London-based Navinder Singh Sarao was arrested last year, with U.S. authorities linking his automatic computer trades to the "flash crash" in 2010 that briefly wiped $1 trillion from U.S. stock markets.

Sarao, who traded from his parents' house near Heathrow airport in a London suburb, is fighting U.S. attempts to extradite him. A British court is due to hear the case on Feb. 4.

TEST AND BACKTEST

In essence, rule-based online trading platforms provide tools and tutorials for people to write algorithms on Web browsers and test their models with years of historic data. They also help people to open accounts with approved brokers.

It's hard to verify independently the claims of retail traders who say they have made good money this year, when worries about a slowing Chinese economy and the slumping oil price have wiped up to $8 trillion from world stock markets in January alone.

Some people like Jason Roberts have lost and got out. He spent about six years, from roughly 1999 to 2004 and again in 2008, building automated trading software before quitting to help web and mobile startup projects.

Roberts said every time he teamed up with traders on an automated trading venture, their strategies and ideas missed the mark even though they had previously been successful as market professionals.

"Like brokerages, these trading websites make money when people use their platforms, so it's in their interest to convince you that you can beat the market," said Roberts, who is now a consultant for car-ride service Uber.

"I'm not entirely convinced that it's possible to beat the market consistently, whether you're trading manually, guided by experience and intuition or algorithmically, which amounts to following an encoded set of rules ... It's easy to lose money with algorithmic trading, just like with any investment."

Julien Turc, head of cross-asset quantitative strategy at Societe Generale, said that building a systematic trading strategy is very difficult. It is easy to find strategies that would have done well in the past, but harder to make money out of them in the future.

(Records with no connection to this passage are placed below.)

Issue #284, opened 2022-06-18
TC: Implement general term validation


kontheocharis:
See comments in `validate.rs` file in the typechecker `ops` module for information about what this would entail.

PR #286, opened 2022-06-18
TC: Implement getting the type of a term

### LINKED ISSUE #285: TC: Implement getting the type of a term

kontheocharis:
This PR implements resolving the type of any given term, to produce another term. This is very useful for type inference and needed for unification. This operation lives in `Typer`. Also, this PR implements struct field accessing for runtime terms (which was missed in the last simplification PR #282), and also adds scaffolding for term validation in `Validator`. 

Closes #285.

The next step after this PR is to tackle #284, namely term validation, which should be relatively quick. After that, unification can be tackled directly.

### DIFF
--- a/compiler/hash-typecheck/src/ops/simplify.rs
+++ b/compiler/hash-typecheck/src/ops/simplify.rs
@@ -3,8 +3,8 @@
 // @@Remove
 #![allow(unused)]
 use super::{
-    params::pair_args_with_params, substitute::Substituter, unify::Unifier, validate::TermLevel,
-    AccessToOps, AccessToOpsMut,
+    building::PrimitiveBuilder, params::pair_args_with_params, substitute::Substituter,
+    unify::Unifier, validate::TermLevel, AccessToOps, AccessToOpsMut,
 };
 use crate::{
     error::{TcError, TcResult},
@@ -42,7 +42,7 @@ impl<'gs, 'ls, 'cd> AccessToStorageMut for Simplifier<'gs, 'ls, 'cd> {
 fn does_not_support_access<T>(access_term: &AccessTerm) -> TcResult<T> {
     Err(TcError::UnsupportedPropertyAccess {
         name: access_term.name,
-        value: access_term.subject_id,
+        value: access_term.subject,
     })
 }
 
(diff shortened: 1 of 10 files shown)


compiler/hash-typecheck/src/ops/validate.rs
```diff
@@ -33,31 +35,136 @@ impl<'gs, 'ls, 'cd> AccessToStorageMut for Validator<'gs, 'ls, 'cd> {
...
+            Term::TyFn(_) => todo!(),
+            Term::TyFnTy(_) => todo!(),
+            Term::AppTyFn(_) => todo!(),
+            Term::AppSub(_) => todo!(),
+            Term::Unresolved(_) => todo!(),
+            Term::Level3(_) => todo!(),
+            Term::Level2(_) => todo!(),
+            Term::Level1(_) => todo!(),
+            Term::Level0(_) => todo!(),
+        }
```
feds01, line 157: How would you determine that a term is constant?

feds01 (approved):

compiler/hash-typecheck/src/ops/simplify.rs
```diff
@@ -783,3 +850,82 @@ impl<'gs, 'ls, 'cd> Simplifier<'gs, 'ls, 'cd> {
...
+
+    use crate::{
+        fmt::PrepareForFormatting,
+        storage::{core::CoreDefs, primitives::ModDefOrigin, GlobalStorage, LocalStorage},
+    };
+
+    use super::*;
+
+    #[test]
+    fn test_simplify() {
```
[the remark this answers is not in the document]
kontheocharis: I'm planning on adding such tests once unification is implemented, cause now most of them would just panic.

compiler/hash-typecheck/src/ops/validate.rs
kontheocharis: Basically any expression that isn't a struct, type function, enum, trait, mod/impl, type function application, access, enum variant, or a function literal, is not constant.

feds01: So what's a straight forward example of a non-constant term, I am guessing a runtime value?

Also, could this be useful for other applications when lowering?

kontheocharis: `land_on_the_moon()` is not constant. Neither is `3`. As far as the typechecker is concerned they are both runtime values. In the future this can be relaxed if literal types are implemented.

kontheocharis: This could be useful for lowering, but it would have to be a bit more sophisticated to actually be useful, like e.g. to detect pure functions Vs side effects.

feds01: Yes I see now, this makes more sense (and it could definitely become more sophisticated when literal types are implemented).

Issue #295, opened 2022-06-19
TC: Implement usage of default arguments


kontheocharis:
Currently, default parameter values are not implemented in the typechecker. There are @@Todo items where this needs to be added.

PR #298, opened 2022-06-19
TC: Implement term unification

### LINKED ISSUE #232: LM: Implement the rest of the type unification logic

### LINKED ISSUE #283: tc: check that all named function call args come after positional args

### LINKED ISSUE #297: TC: Add positional argument check back to pair_.. function

kontheocharis:
This PR implements unification of terms, completing the core of the typechecker (along with simplification, substitutions, and typing). Unification takes two terms A and B, and ensures that A is a sub-term or equal term to B, that is, any instance of A can be used where B is required. This asymmetry only applies to instantiable terms (level 1 and above); for uninstantiable terms, unification is simply equality checking. Unification produces a substitution as a result, which can be applied to surrounding terms to infer more information about them (this is how type inference works).

The remaining tasks in the typechecker are:

- Implement further term validation (see `validate.rs`) (see #284)
- Write tests for simplification, unification, substitutions, and typing (see #296).
- Implement default variables (see #295)

These should be done in separate PRs, in order to keep the changes manageable.

Closes #232, closes #283, closes #297.

### DIFF
--- a/compiler/hash-typecheck/src/ops/validate.rs
+++ b/compiler/hash-typecheck/src/ops/validate.rs
@@ -171,7 +171,38 @@ impl<'gs, 'ls, 'cd> Validator<'gs, 'ls, 'cd> {
     /// Determine if the two given substitutions are equivalent.
     ///
     /// That is, if for any term X, they produce the same result when applied to X
-    pub fn subs_are_equivalent(&mut self, _s0: &Sub, _s1: &Sub) -> TcResult<bool> {
-        todo!()
+    ///
+    /// @@Correctness: This is not based on any accepted algorithm, and requires testing to ensure
+    /// its correctness.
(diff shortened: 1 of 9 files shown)


compiler/hash-typecheck/src/ops/validate.rs
```diff
@@ -167,4 +167,42 @@ impl<'gs, 'ls, 'cd> Validator<'gs, 'ls, 'cd> {
...
         }
     }
+
+    /// Determine if the two given substitutions are equivalent.
+    ///
+    /// That is, if for any term X, they produce the same result when applied to X
+    ///
+    /// @@Correctness: This is not based on any accepted algorithm, and requires testing to ensure
+    /// its correctness.
+    pub fn subs_are_equivalent(&mut self, s0: &Sub, s1: &Sub) -> bool {
```
feds01, line 177: This is pretty cool

feds01 (approved):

"However, algorithm trading is getting more popular now as you have got better technologies, regulators push towards transparent and electronic trading and it's increasingly becoming difficult to make money using traditional trading tools."

BEATING HUMANS

Singleton and Michael Van Kleeck, another winner of Quantopian's monthly code-writing contest last June, are among thousands of enthusiasts who, undeterred by the criticism, believe they have an edge over traditional trading methods.

"Humans consistently underperform because they have emotional interference. Algo trading formalizes your strategy upfront and sets clear boundaries on your risk exposure," said Jon Kafton, founder of Cloud9Trader, an automated online trading site being trialled.

For Kleeck, the algo websites and trading platforms appeal to those who, like himself, have a voracious appetite for reading anything connected to making money on financial markets.

"It's not a rocket science, although there might be some rocket scientists on the forum. It's all part of the general spread of technology into everyday lives."